### What you should do
The expected answer holds every line from the first line of the data below through the line containing "--- a/packages/gotrue/lib/src/gotrue_client.dart", exactly as written, and no other line.

——————————

PR #1135, opened 2025-03-18
feat(gotrue, supabase, supabase_flutter, realtime_client): Use web package to access web APIs

dshukertjr:

This PR [migrates gotrue to package:web](https://dart.dev/interop/js-interop/package-web).

Because of version constraints issues, this bumps the minimum Dart version to 3.3.0 and Flutter version to 3.19.0, which has been released in Feb 16, 2024.

Uses the old html API, which causes analysis issue, and is not recommended to keep by the Flutter team.

## What is the new behavior?

The new web package is used.

### DIFF
--- a/packages/gotrue/lib/src/gotrue_client.dart
+++ b/packages/gotrue/lib/src/gotrue_client.dart
@@ -11,10 +11,10 @@ import 'package:gotrue/src/types/auth_response.dart';
 import 'package:gotrue/src/types/fetch_options.dart';
 import 'package:http/http.dart';
 import 'package:jwt_decode/jwt_decode.dart';
+import 'package:logging/logging.dart';
 import 'package:meta/meta.dart';
 import 'package:retry/retry.dart';
 import 'package:rxdart/subjects.dart';
-import 'package:logging/logging.dart';
 
 import 'broadcast_stub.dart' if (dart.library.html) './broadcast_web.dart'
     as web;
@@ -363,8 +363,8 @@ class GoTrueClient {
       ),
     );
 
-    await _asyncStorage!
-        .removeItem(key: '${Constants.defaultStorageKey}-code-verifier');
+    await _asyncStorage.removeItem(
+        key: '${Constants.defaultStorageKey}-code-verifier');
 
     final authSessionUrlResponse = AuthSessionUrlResponse(
         session: Session.fromJson(response)!, redirectType: redirectType?.name);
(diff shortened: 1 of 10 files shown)


packages/gotrue/lib/src/gotrue_client.dart
```diff
@@ -11,10 +11,10 @@ import 'package:gotrue/src/types/auth_response.dart';
 import 'package:gotrue/src/types/fetch_options.dart';
 import 'package:http/http.dart';
 import 'package:jwt_decode/jwt_decode.dart';
+import 'package:logging/logging.dart';
 import 'package:meta/meta.dart';
 import 'package:retry/retry.dart';
 import 'package:rxdart/subjects.dart';
-import 'package:logging/logging.dart';
 
 import 'broadcast_stub.dart' if (dart.library.html) './broadcast_web.dart'
```
Vinzent03, line 19: This has to be changed as well, doesn't it?

Vinzent03 (changes requested):

packages/gotrue/lib/src/gotrue_client.dart
dshukertjr: I think this import just got moved to line 14 automatically from my IDE.

Vinzent03: No, I meant the `dart.library.html` import: https://dart.dev/interop/js-interop/package-web#conditional-imports

dshukertjr: Should be good now 👍

Vinzent03 (changes requested):

packages/realtime_client/lib/src/websocket/websocket.dart
```diff
@@ -1,3 +1,3 @@
 export 'websocket_stub.dart'
     if (dart.library.io) 'websocket_io.dart'
-    if (dart.library.html) 'websocket_web.dart';
+    if (bool.fromEnvironment) 'websocket_web.dart';
```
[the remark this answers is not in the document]
dshukertjr: Thanks for the catch!

Vinzent03 (changes requested):
There is still a html import here: https://github.com/supabase/supabase-flutter/blob/fix/gotrue-web/packages/supabase_flutter/lib/src/local_storage_web.dart#L2-L2

and this comment: https://github.com/supabase/supabase-flutter/blob/fix/gotrue-web/packages/gotrue/lib/src/types/auth_state.dart#L8-L8 could probably be improved as well now.

Vinzent03:
From a quick look at the [documentation](https://pub.dev/documentation/web/latest/web/Window/localStorage.html) it seems like a quick swap of the import and method names should be possible. You changed the behavior of the broadcast channel as well, so I don't quite get the differentiation to this migration here...

Since this is a breaking change due to the changed dart sdk requirements, I would at least release this pr as a new minor version.

Vinzent03 (approved):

——————————

### Result for this exercise
PR #1135, opened 2025-03-18
feat(gotrue, supabase, supabase_flutter, realtime_client): Use web package to access web APIs

dshukertjr:

This PR [migrates gotrue to package:web](https://dart.dev/interop/js-interop/package-web).

Because of version constraints issues, this bumps the minimum Dart version to 3.3.0 and Flutter version to 3.19.0, which has been released in Feb 16, 2024.

Uses the old html API, which causes analysis issue, and is not recommended to keep by the Flutter team.

## What is the new behavior?

The new web package is used.

### DIFF
--- a/packages/gotrue/lib/src/gotrue_client.dart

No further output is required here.